## [TASK BRIEF]
Please find all lines in the data that hold the string "return" and copy them.
*** Block opens ***
PR #465, opened 2026-07-06
fix: converge parallel CreateVolume requests

WanzenBug:
Concurrent CreateVolume calls that share a resource group, resource definition, or volume definition raced on the "get, then create" reconcilers: the loser got an "already exists" error that failed the whole request. Treat the matching FailExists* return code as success so parallel provisioning converges instead of relying on the external-provisioner retry.

Drop the empty volume group creation in reconcileResourceGroup. The driver creates volume definitions directly and their count varies (one for a normal volume, two for an NFS volume), so a fixed volume-group template is never used; creating it only added another create race.

Use the idiomatic errors.Is(err, lapi.ApiCallRcErr(mask)) throughout instead of the lapi.IsApiCallError helper. ApiCallRcErr is new in golinstor v0.64.0, so bump the dependency.

### DIFF
--- a/pkg/client/linstor.go
+++ b/pkg/client/linstor.go
@@ -1080,7 +1080,7 @@ func (s *Linstor) reconcileBackup(ctx context.Context, id string, params *volume
 func (s *Linstor) backupChainExhausted(ctx context.Context, params *volume.SnapshotParameters, rscName string) (bool, error) {
 	backups, err := s.client.Backup.GetAll(ctx, params.RemoteName, rscName, "")
 	if err != nil {
-		if lapi.IsApiCallError(err, lapiconsts.FailInvldRemoteName) {
+		if errors.Is(err, lapi.ApiCallRcErr(lapiconsts.FailInvldRemoteName)) {
 			// No remote yet -> nothing to base an incremental on.
 			return false, nil
 		}
@@ -1273,7 +1273,7 @@ func (s *Linstor) SnapDelete(ctx context.Context, snap *volume.SnapshotId) error
 		// incremental is "based on" an earlier backup, and LINSTOR refuses to
 		// delete one another increment still depends on, so we need the full set.
 		backups, err := s.client.Backup.GetAll(ctx, snap.Remote, snap.SourceName, "")
-		if err != nil && !lapi.IsApiCallError(err, lapiconsts.FailInvldRemoteName) {
+		if err != nil && !errors.Is(err, lapi.ApiCallRcErr(lapiconsts.FailInvldRemoteName)) {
*** Block closes ***
## [WRITTEN REPLY]
Concurrent CreateVolume calls that share a resource group, resource definition, or volume definition raced on the "get, then create" reconcilers: the loser got an "already exists" error that failed the whole request. Treat the matching FailExists* return code as success so parallel provisioning converges instead of relying on the external-provisioner retry.
 			return false, nil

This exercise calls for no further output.